I had an interesting discussion with some friends about Master Data Management, and one of them had the following claim:
With a data quality tool, a data integration product, and a database, I can build an MDM hub from scratch.
Needless to say that this friend is a very good one, and he is a very skilled developer. So he can do what he claims.
I asked him to provide the details, and he did!
- The database would provide the storage and access capabilities for the MDM hub
- The data integration tool (or ETL) would provide the movement and transformation capabilities within the hub.
- The DQ tool would provide the cleansing and de-duplication features (if the ETL does not provide sufficient capabilities).
My answer was:
First, this looks like a data warehouse project, and you would not have shared metadata across the board!
He could only agree: Good metadata management has been the holy grail in data management for years. We still dream of centralized metadata stores supporting any DBMS, DI, DQ, BI (and MDM) product on the market. This store would expose the consolidated metadata in a single place for all of us (business users, developers, data stewards, etc) to search, browse, analyze.
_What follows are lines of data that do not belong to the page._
PR #22549, opened 2021-08-20
Feature/css foundations

thatblindgeye:

Wrote the CSS Foundations lesson for [TheOdinProject/top-meta/issues/19](https://github.com/TheOdinProject/top-meta/issues/19). All criteria are met.

#XXXXX


html_css/v2/foundations/css-foundations.md
```diff
@@ -0,0 +1,425 @@
...
+* Add CSS to an HTML file
+* Add a class and an ID to an HTML element
+* Use element, class, and ID selectors
+* Group multiple selectors and use combinators
+* Understand what the cascade is
+* Understand how specificity, inheritance, and rule order work
+
+### Basic Syntax
+
+At the most basic level, CSS is made up of various rules. These rules are made up of a selector (more on these in a bit) and a semi-colon separated list of declarations, with each of those declarations being made up of a property:value pair. The actual syntax will be slightly different depending on which method is used for adding CSS, but generally each method will all follow this structure.
```
codyloyd, line 18: IMO an image here that shows the basic syntax would be helpful.

html_css/v2/foundations/css-foundations.md
```diff
@@ -0,0 +1,425 @@
...
+* Understand what the cascade is
+* Understand how specificity, inheritance, and rule order work
+
+### Basic Syntax
+
+At the most basic level, CSS is made up of various rules. These rules are made up of a selector (more on these in a bit) and a semi-colon separated list of declarations, with each of those declarations being made up of a property:value pair. The actual syntax will be slightly different depending on which method is used for adding CSS, but generally each method will all follow this structure. 
+
+So, what exactly are these methods?
+
+#### Inline CSS
```
codyloyd, line 22: two things here:
1. I think I might prefer going straight to `selectors` and saving "how do you get your CSS into your HTML" until the end.  I'm unsure about this though so take it or leave it.

2. Put the Inline CSS option last. I don't like starting the first lesson straight away with something we're going to tell them not to use LOL.

I'd word it something like this:
> #### Inline CSS
> it _is_ technically possible to stick styles directly in your html, but this approach is not recommended..... (followed by your actual content)

html_css/v2/foundations/css-foundations.md
```diff
@@ -0,0 +1,425 @@
...
+
+Let's go over the differences here compared to inline CSS. 
+
+First, this is where we have to declare a selector (the `div` and `p` bits). Then we have opening and closing curly braces after the selector, which create a "declaration block". Finally, we place any declarations inside of the declaration block. If we wanted to add other rules, we would just continue adding them inside of the opening and closing `<style>` tags.
+
+This method can be useful for adding unique styles to a *single page* of a website, but it still isn't what many consider to be the preferred method.
+
+#### External CSS
+
+External CSS, aka the preferred method, involves creating a separate file for the CSS and linking it inside of an HTML's opening and closing `<head>` tags:
```
codyloyd, line 68: > External CSS, aka the preferred method
seems kinda snarky lol

maybe try something like
> The most common method of writing CSS is to put it in a separate file and then link that file to your HTML.

html_css/v2/foundations/css-foundations.md
```diff
@@ -0,0 +1,425 @@
...
+First, we add a self-closing `<link>` element inside of the opening and closing `<head>` tags of the HTML file. The `href` attribute is the location of the CSS file, either an absolute URL or, what you'll be utilizing, a URL relative to the location of the HTML file.
+
+Then inside of the newly created `styles.css` file, you'll notice the syntax is basically the same as the internal CSS method. The difference here being we no longer need those `<style>` tags (in fact, there should be no HTML tags within an external CSS file). `styles.css` is just what we went with as the file name here. You can name the file whatever you want as long as the file type is `.css`, though "style" or "styles" is most commonly used.
+
+Why is this the preferred method?
+
+1. It keeps our HTML and CSS separated, which results in the HTML file being smaller and makes things look cleaner
+2. We only need to edit the CSS in *one* place, which is especially handy for websites with multiple pages that all have similar styles.
+
+### Selectors
```
codyloyd, line 99: as i mentioned above... it might be nice to go straight to 'selectors' after the intro.  Seems more in line with the first paragraph that mentions syntax details (i.e. css is made up of a selector and a property and a value leads well into "so now let's learn about selectors, and then properties and values)

but i won't put up a fight either way.. starting with how to link CSS to HTML is also valid.

html_css/v2/foundations/css-foundations.md
```diff
@@ -0,0 +1,425 @@
...
+div {
+  color: white;
+}
+~~~
+
+Here, all three `<div>` elements would be selected, while the `<p>` element wouldn't be.
+
+#### Class Selectors
+
+Class selectors will select all elements with the given class, which is just an attribute you place on an HTML element. Here's how you would add a class in an HTML file and select it in CSS:
```
codyloyd, line 137: super nit: remove the word `would`

html_css/v2/foundations/css-foundations.md
```diff
@@ -0,0 +1,425 @@
...
+/* styles.css */
+
+.alert-text {
+  color: red;
+}
+~~~
+
+Note the syntax for class selectors: a period immediately followed by the case-sensitive value of the class attribute. Classes aren't required to be unique, so you can use the same class on as many elements as you want.
+
+Another thing you may have noticed is the kebab-case style. We separate a multi-worded class with hyphens because whitespace is reserved for separating a list of several classes on a single element, such as `class="alert-text severe-alert"`. Kebab-case isn't exactly required, but it tends to be the convention that developers opt for.
```
codyloyd, line 156: I think i'd leave out the kebab-case mention here.. this is the very first coding our students have done so they probably aren't ready for kebabs or snakes or camels or whatever lol.  I'd just say something like "don't put spaces in there, use hyphens" and leave it at that for the moment.

html_css/v2/foundations/css-foundations.md
```diff
@@ -0,0 +1,425 @@
...
+When it comes to internal and external CSS, each type of selector has its own specificity level (there are other selectors that make up the following list, but we're focusing on the ones mentioned in this lesson):
+
+1. ID selectors (most specific, after inline CSS)
+2. Class selectors
+3. Type selectors
+4. Universal selector and combinators (no specificity)
+
+Specificity will only be taken into account when an element has multiple rules targeting it, sort of like a tie-breaker. Ignoring universal selectors and combinators, the other types of selectors will increase the specificity of a rule for that selector's level.
+
+Specificity is represented by a comma-separated list of numbers: `0, 0, 0`. Starting from the left, each number represents the three specificity levels (id, class, and type), with each number having a higher precedence than the next (ID beats all, class beats type and no specificity, type beats anything left over).
```
codyloyd, line 289: I'm trying to decide if the scorecard is too far here.  On one hand, it might be more appropriate to give a couple of easy-to-remember rules like "ids beat classes beat types" and "more classes is more specific"

BUT: knowing exactly how it works is also valuable and I'm torn lol.

I think when it comes down to it... I personally never refer to or try to calculate the actual specificity score when i'm doing dev so I'd probably leave it out here.

I think if i had written this I might go with the simpler rules, and then say something like:
> if you want to know _exactly_ how specificity is calculated check this link here.

html_css/v2/foundations/css-foundations.md
```diff
@@ -0,0 +1,425 @@
...
+#parent {
+  color: red;
+}
+
+.child {
+  color: blue
+}
+~~~
+
+Despite the `parent` element having a higher specificity with an ID, the `child` element would have the `color: blue` style applied since that declaration directly targets it, while `color: red` from the parent is only inherited.
```
codyloyd, line 336: I'd add a note that says something like 
> typography related properties (font, color, letter-spacing etc.) usually inherit, but most other things do not.

Just so people have some idea of what to expect when it comes to inheritance.

html_css/v2/foundations/css-foundations.md
```diff
@@ -0,0 +1,425 @@
...
+
+### The Cascade of CSS
+
+Sometimes we may have rules that conflict with one another, and we end up with some unexpected results. "But I wanted *these* paragraphs to be blue, why are they red like these other paragraphs?!" As frustrating as this can be, it's important to understand that CSS doesn't just *do* things against our wishes. CSS only does what we tell it to do. One exception to this is the default styles that are provided by a browser. These default styles vary from browser to browser, and they are why some elements create a large "gap" between itself and other elements, or why buttons look the way they do, despite us not writing any CSS rules to style them that way.
+
+So if you end up with some unexpected behavior like this it's either because of these default styles, or due to not understanding how a property works or not understanding this little thing called the cascade. 
+
+The cascade is what determines which rules actually get applied to our HTML. There are different factors that the cascade uses to determine this, three of which we'll go over to hopefully help you avoid (as many of) those frustrating "I hate CSS" moments.
+
+#### Specificity
```
codyloyd, line 276: I'd probably put specificity and inheritance after the 'properties' section... like start off with learning the selectors and properties then go into this deeper stuff.

codyloyd (changes requested):
lots of little nitpicky stuff here, but overall it's good content.  Thanks for taking this on 💪🏽

html_css/v2/foundations/css-foundations.md
thatblindgeye: 1. I get what you mean. I'll mull that over because it can also make sense to order things in that way. It's kind of a "you should know how to add CSS to your HTML before learning what you can do with CSS" vs "how can you add CSS to your HTML when you don't know what you can do with it" sort of thing.

2. Would you think the order should just be reversed completely? External -> Internal -> Inline, so it's more "Here's the most common method. Here's another way you could do it, and also a third way but it's not recommended."

html_css/v2/foundations/css-foundations.md
thatblindgeye: The main reason I included the whole scorecard thing was an attempt to maybe simplify specificty for people at first. "100 is higher than 10, so ID wins", then once they get further along they won't need to use that anymore. Though at the same time yeah I do get that introducing something like this that people will most likely not need after long may not make much sense.

"X beats Y and Y, even if there are 100 Y's and only 1 X" or something would get the same point across.

codyloyd (approved):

Well, on the metadata front, as far as I know, we are not there yet! But, what about metadata for MDM?
If you look at it, the relevant information for building a master data hub is very straightforward: It is the description of the things to store in the hub (customers, products, etc…, aka entities), along with their attributes, constraints, references, enrichment and de-duplication rules, display options, etc.
This metadata may be complex to design (well, as complex as the entities to store in the hub), but should not be complex to manage and should be entirely leveraged for building/running the hub.
What is sold today as MDM “Suites” or “Offerings” are often bundles of several products providing features to do MDM one way or another. They frequently associate a modeling tool supporting hierarchies with an ETL and a DQ product.
Designing an MDM project using such sets of tools simply creates silos of metadata into which the MDM designer must navigate painfully. Besides, it requires to master three distinct products:
- You must design the Physical structure of your hub in a modeling tool and have this structure pushed to the DBMS.
- You must design the data movement and transformation within the hub in a Data Integration tool, and add some business processes as well (Did I mention the BPM tool ?).
- You must design and tie back the Data Quality processes to the data integration process manually.
In addition to mastering these various tools, you must then invent the patterns and logic to make the MDM work correctly. All the processes and successive structures needed for cleansing, de-duplicating, consolidating data from several sources, and so forth end up being homemade. In a nutshell, the metadata may be there but it is not really used. Now, let’s look again at the relevant information for building a master data hub. If you remember correctly, I wrote: … description of the things to store in the hub (customers, products, etc…, aka entities ), along with their attributes, constraints, references, enrichment and de-duplication rules, display options, etc.
With all this information, it should be possible to automatically generate the bits and bytes of the MDM hub, including:
- Physical structures for storing the golden data.
- Endpoints (inputs) for applications to publish their raw data to the hub
- Endpoints (outputs) for applications to consume the master data from the hub
- All the processes and structures to automatically enrich, validate, match, de-duplicate and certify golden data from the raw data.
- User interfaces to view and edit the master data as well as the various stages of the process described above.
- Human workflows to validate and correct erroneous data
This is the “magic” that you should expect from a true MDM platform. With a completely metadata-driven approach, you would focus on what really counts: the metadata, that is in essence the knowledge of your master data.
At the end of the discussion, my friend and I agreed (and I hope you too will agree) on the following statement:
MDM? It’s all about Metadata (Baby)!